▶ HOW TO COMPLETE THIS TASK
The complete listing below should be transcribed precisely.

▶ RECORDS SUPPLIED
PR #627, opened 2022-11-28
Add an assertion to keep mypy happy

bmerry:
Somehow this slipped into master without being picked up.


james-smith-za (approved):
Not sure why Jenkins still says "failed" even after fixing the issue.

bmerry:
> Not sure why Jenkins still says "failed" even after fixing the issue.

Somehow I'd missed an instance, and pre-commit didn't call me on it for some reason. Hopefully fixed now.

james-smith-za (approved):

▶ WRITTEN RESPONSE
PR #627, opened 2022-11-28
Add an assertion to keep mypy happy

bmerry:
Somehow this slipped into master without being picked up.


james-smith-za (approved):
Not sure why Jenkins still says "failed" even after fixing the issue.

bmerry:
> Not sure why Jenkins still says "failed" even after fixing the issue.

Somehow I'd missed an instance, and pre-commit didn't call me on it for some reason. Hopefully fixed now.

james-smith-za (approved):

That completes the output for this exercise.